= PROVIDED DATA =
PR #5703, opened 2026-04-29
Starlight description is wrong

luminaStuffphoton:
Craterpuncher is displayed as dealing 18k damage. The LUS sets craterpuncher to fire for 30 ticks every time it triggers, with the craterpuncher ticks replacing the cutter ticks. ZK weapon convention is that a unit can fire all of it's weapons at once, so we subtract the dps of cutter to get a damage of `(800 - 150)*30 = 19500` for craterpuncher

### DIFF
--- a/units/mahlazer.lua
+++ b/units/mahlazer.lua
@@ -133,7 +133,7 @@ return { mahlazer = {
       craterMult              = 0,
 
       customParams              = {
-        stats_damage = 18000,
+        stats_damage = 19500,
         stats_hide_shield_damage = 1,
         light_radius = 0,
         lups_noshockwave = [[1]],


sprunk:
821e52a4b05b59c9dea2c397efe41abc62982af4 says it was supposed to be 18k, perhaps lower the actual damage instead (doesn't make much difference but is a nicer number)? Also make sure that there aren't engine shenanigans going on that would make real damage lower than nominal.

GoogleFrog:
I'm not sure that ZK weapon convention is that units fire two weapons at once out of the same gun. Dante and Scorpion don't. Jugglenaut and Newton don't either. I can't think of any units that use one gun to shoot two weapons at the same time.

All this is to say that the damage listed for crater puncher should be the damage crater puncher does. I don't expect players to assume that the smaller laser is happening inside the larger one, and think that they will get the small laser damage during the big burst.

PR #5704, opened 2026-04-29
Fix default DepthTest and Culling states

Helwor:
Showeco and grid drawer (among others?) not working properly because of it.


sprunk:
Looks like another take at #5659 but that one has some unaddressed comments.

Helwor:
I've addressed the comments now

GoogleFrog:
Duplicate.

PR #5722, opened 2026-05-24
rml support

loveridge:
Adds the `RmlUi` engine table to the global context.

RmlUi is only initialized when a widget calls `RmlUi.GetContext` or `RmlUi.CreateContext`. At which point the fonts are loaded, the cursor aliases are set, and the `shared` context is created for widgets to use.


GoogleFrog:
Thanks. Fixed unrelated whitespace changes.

= REQUIRED WORK =
Output only the lines from the one that contains "RmlUi is only" through the last line of the data above, each restated exactly.

= PROBLEM SOLUTION =
RmlUi is only initialized when a widget calls `RmlUi.GetContext` or `RmlUi.CreateContext`. At which point the fonts are loaded, the cursor aliases are set, and the `shared` context is created for widgets to use.


GoogleFrog:
Thanks. Fixed unrelated whitespace changes.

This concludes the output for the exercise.